Brief = Using the entries that follow, write out the line containing "jtuglu1: Sure, was", the line containing "jtuglu1: An alternative", and every line between them, exactly and nothing else.

===== Dataset records =====

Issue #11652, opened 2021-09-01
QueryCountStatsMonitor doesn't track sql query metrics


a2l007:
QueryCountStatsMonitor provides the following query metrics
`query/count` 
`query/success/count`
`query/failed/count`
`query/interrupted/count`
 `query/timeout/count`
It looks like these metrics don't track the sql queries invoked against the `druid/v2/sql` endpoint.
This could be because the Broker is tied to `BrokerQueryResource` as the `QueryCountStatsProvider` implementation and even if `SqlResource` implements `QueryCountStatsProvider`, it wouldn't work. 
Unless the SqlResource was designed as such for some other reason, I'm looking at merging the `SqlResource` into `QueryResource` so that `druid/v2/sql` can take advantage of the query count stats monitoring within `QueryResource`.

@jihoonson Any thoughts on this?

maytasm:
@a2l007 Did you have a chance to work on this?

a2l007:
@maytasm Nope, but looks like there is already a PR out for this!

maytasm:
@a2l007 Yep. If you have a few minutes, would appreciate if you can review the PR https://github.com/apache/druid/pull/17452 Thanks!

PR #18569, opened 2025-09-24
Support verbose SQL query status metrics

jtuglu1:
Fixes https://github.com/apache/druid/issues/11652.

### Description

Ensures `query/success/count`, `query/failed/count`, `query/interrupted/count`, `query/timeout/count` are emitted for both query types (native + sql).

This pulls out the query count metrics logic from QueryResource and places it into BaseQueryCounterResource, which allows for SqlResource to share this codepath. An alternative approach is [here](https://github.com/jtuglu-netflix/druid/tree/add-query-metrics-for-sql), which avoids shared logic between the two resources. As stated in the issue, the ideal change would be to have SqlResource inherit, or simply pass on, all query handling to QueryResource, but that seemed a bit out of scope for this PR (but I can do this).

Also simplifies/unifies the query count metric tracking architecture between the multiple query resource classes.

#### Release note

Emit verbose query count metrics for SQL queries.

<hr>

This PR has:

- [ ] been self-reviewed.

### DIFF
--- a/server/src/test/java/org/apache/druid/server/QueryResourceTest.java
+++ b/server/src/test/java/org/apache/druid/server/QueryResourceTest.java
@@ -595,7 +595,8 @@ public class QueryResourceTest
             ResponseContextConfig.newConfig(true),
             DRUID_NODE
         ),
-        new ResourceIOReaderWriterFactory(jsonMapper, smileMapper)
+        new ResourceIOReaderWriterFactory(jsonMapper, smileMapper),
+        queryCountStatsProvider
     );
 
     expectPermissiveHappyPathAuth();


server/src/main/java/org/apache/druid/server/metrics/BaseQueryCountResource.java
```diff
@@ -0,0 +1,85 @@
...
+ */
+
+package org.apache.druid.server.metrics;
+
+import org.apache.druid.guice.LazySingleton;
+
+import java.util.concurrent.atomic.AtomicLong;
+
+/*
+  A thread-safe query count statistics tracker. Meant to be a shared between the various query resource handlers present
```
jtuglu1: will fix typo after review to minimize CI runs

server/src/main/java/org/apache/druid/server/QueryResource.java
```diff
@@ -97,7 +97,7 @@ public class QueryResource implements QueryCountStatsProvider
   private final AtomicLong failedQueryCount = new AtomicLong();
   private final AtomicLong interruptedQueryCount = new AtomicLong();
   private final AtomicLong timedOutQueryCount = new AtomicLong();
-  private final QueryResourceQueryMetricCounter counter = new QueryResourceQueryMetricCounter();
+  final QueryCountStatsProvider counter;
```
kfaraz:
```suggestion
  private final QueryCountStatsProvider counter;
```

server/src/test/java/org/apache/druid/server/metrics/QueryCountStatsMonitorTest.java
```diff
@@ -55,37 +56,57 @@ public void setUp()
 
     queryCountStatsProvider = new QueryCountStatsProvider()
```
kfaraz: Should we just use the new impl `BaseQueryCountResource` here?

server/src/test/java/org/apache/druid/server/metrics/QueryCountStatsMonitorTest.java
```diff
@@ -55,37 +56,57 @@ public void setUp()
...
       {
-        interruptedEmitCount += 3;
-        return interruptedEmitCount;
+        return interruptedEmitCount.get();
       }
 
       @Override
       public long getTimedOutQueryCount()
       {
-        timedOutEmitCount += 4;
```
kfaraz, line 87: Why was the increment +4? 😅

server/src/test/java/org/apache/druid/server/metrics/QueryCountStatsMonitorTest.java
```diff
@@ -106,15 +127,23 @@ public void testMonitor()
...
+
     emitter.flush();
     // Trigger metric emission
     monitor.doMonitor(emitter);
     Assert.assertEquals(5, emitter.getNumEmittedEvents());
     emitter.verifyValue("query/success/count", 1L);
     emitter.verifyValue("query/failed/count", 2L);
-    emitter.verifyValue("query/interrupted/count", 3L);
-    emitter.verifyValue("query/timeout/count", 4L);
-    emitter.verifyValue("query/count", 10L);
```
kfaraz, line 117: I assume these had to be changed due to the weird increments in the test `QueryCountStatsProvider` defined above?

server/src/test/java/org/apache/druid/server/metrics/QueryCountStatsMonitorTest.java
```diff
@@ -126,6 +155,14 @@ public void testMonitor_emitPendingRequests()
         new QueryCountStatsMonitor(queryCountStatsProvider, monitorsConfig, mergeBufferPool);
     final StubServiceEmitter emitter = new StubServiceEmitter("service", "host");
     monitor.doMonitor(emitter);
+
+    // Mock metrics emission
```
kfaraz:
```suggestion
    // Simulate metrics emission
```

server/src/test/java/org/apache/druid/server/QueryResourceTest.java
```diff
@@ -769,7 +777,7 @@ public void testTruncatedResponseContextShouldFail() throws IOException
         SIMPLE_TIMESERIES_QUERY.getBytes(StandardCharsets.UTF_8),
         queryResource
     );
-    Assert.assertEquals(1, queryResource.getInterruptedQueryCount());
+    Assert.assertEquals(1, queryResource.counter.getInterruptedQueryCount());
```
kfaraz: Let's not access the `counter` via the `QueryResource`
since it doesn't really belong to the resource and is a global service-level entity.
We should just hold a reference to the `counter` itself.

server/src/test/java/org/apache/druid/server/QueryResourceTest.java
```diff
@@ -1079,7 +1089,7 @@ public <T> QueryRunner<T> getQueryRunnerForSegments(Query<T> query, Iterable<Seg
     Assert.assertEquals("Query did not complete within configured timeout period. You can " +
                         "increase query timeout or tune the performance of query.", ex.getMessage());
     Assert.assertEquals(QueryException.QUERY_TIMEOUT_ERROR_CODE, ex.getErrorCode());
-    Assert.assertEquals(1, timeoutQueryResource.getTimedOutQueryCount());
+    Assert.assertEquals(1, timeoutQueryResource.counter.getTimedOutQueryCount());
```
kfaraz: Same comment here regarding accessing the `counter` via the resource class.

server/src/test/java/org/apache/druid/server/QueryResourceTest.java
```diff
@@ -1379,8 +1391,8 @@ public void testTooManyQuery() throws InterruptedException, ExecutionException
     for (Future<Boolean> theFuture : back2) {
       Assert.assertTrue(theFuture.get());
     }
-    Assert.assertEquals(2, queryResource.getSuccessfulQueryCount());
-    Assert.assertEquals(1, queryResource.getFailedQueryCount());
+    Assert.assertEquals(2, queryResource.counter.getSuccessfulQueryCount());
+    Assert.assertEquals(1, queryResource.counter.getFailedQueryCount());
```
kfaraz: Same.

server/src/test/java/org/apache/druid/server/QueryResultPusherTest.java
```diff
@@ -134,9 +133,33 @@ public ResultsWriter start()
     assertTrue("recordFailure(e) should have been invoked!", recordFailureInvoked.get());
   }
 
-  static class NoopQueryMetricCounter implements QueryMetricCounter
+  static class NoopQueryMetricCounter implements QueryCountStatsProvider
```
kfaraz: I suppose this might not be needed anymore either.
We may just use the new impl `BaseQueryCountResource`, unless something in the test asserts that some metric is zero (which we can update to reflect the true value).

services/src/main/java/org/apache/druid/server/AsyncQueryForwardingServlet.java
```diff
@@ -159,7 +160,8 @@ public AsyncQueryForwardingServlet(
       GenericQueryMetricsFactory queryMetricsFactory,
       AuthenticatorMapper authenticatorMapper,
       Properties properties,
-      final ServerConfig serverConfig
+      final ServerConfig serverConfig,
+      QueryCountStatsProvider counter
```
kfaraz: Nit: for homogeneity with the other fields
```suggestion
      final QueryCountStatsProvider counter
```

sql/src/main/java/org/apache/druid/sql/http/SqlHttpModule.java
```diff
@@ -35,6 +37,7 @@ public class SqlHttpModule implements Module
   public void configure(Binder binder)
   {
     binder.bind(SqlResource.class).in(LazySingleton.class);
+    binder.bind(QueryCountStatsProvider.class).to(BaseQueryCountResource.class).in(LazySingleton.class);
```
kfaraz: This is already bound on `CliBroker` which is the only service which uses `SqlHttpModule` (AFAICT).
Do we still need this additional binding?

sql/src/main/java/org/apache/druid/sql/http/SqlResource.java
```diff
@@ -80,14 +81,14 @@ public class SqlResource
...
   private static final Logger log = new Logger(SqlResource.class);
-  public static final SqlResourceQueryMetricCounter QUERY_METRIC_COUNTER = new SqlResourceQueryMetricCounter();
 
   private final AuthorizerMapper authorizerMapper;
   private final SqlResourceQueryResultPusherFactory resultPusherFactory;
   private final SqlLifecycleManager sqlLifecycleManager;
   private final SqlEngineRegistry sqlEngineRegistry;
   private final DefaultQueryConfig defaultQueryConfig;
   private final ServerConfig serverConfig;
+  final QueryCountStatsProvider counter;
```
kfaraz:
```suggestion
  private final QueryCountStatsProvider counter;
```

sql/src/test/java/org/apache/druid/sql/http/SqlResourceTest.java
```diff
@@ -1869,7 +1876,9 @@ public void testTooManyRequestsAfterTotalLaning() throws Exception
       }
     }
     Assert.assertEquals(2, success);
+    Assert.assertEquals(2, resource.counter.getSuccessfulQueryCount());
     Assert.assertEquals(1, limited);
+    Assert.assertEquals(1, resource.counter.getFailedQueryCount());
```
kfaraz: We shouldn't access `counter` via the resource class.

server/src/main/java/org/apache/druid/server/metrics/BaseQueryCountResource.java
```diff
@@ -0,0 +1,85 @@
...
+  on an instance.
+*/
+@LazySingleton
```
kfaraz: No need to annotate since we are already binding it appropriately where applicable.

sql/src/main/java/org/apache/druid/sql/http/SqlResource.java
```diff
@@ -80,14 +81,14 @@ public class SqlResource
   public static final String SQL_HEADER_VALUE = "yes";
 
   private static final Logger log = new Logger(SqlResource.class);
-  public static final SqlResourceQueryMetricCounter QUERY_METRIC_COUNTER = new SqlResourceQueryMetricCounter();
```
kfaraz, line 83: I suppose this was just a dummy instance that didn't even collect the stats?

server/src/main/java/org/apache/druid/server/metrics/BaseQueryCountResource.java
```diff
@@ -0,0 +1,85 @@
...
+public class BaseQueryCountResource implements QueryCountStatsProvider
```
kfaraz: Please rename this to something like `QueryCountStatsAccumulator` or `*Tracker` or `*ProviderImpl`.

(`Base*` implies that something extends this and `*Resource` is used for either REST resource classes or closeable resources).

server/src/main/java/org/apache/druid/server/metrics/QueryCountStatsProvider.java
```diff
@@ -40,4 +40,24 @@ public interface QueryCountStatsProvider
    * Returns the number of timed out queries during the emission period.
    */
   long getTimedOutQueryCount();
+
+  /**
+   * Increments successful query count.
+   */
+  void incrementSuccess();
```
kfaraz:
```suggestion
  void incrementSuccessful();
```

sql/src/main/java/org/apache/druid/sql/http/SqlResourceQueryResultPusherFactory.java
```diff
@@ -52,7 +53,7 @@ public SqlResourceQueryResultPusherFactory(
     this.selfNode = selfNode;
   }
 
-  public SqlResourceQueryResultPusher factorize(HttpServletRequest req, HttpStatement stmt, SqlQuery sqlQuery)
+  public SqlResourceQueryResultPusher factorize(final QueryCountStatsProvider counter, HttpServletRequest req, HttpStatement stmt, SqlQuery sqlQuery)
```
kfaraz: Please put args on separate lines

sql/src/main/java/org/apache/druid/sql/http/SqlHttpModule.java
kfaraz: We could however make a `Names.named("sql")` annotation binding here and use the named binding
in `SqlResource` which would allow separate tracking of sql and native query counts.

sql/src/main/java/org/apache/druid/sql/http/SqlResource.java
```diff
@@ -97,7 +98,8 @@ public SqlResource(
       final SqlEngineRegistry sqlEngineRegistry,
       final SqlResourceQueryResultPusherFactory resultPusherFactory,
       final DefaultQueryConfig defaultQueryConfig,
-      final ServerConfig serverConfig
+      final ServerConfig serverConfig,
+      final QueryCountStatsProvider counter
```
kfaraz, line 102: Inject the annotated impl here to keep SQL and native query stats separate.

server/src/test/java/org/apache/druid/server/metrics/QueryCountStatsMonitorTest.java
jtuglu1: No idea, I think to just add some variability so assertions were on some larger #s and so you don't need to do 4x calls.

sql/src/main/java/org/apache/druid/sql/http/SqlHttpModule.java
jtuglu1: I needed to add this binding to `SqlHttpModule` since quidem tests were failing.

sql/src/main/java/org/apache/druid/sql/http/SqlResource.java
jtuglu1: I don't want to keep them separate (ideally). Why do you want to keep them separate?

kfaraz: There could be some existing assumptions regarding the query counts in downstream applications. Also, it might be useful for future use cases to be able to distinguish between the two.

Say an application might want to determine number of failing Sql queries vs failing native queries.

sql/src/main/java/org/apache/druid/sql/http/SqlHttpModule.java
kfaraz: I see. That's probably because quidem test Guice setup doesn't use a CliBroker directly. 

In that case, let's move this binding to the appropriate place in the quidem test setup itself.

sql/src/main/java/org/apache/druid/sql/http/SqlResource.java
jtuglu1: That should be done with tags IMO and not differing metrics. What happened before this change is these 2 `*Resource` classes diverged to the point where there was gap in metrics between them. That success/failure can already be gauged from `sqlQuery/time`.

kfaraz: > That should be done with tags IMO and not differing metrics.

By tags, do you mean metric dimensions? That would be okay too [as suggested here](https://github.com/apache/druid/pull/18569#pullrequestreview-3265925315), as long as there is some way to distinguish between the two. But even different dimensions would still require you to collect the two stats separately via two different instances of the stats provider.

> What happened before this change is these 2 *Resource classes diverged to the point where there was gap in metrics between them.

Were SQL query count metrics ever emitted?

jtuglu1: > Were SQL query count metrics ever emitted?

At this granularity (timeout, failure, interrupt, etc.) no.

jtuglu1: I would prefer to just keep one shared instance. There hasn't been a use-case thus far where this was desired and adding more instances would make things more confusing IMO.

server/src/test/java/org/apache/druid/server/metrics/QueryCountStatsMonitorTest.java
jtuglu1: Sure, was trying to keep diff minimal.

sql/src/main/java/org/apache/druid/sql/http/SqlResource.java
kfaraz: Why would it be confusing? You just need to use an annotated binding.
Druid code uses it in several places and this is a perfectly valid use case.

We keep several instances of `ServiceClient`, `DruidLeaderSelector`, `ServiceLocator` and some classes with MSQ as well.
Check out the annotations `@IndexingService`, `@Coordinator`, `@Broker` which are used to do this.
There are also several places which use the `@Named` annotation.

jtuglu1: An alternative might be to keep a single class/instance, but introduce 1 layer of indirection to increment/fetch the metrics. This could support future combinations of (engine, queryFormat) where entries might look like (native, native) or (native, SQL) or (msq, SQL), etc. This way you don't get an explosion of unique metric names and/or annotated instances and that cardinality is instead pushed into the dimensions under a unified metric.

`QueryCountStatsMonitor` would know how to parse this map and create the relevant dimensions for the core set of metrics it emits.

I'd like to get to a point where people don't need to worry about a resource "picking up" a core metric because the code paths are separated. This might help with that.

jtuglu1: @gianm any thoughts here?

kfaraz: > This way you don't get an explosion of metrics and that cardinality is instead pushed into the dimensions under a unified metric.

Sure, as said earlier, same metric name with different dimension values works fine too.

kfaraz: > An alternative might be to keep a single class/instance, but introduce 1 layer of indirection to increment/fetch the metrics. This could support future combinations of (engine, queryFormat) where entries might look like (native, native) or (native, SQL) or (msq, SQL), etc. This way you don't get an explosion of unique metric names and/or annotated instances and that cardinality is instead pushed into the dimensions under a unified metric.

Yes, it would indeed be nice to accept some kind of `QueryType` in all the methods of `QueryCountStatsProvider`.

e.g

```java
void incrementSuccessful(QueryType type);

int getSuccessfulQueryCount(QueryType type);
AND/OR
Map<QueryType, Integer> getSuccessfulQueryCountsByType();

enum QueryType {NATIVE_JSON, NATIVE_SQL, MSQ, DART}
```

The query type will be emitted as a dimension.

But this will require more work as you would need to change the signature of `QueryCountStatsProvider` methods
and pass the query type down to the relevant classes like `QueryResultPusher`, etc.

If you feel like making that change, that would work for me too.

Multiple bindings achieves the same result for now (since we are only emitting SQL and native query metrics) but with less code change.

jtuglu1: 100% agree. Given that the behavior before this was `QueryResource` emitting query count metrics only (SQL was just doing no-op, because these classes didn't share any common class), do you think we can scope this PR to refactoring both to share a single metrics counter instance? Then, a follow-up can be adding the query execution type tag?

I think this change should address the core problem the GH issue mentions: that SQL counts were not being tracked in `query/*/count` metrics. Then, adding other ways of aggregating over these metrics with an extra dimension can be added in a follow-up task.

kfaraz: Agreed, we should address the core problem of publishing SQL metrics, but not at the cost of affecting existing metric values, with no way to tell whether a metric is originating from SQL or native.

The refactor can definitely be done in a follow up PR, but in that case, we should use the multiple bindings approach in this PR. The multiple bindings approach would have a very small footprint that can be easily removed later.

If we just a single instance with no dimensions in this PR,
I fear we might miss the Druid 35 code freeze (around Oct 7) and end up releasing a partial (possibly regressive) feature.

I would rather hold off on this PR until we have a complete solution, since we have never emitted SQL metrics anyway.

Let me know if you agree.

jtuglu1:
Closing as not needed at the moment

=====

Expected answer =
jtuglu1: Sure, was trying to keep diff minimal.

sql/src/main/java/org/apache/druid/sql/http/SqlResource.java
kfaraz: Why would it be confusing? You just need to use an annotated binding.
Druid code uses it in several places and this is a perfectly valid use case.

We keep several instances of `ServiceClient`, `DruidLeaderSelector`, `ServiceLocator` and some classes with MSQ as well.
Check out the annotations `@IndexingService`, `@Coordinator`, `@Broker` which are used to do this.
There are also several places which use the `@Named` annotation.

jtuglu1: An alternative might be to keep a single class/instance, but introduce 1 layer of indirection to increment/fetch the metrics. This could support future combinations of (engine, queryFormat) where entries might look like (native, native) or (native, SQL) or (msq, SQL), etc. This way you don't get an explosion of unique metric names and/or annotated instances and that cardinality is instead pushed into the dimensions under a unified metric.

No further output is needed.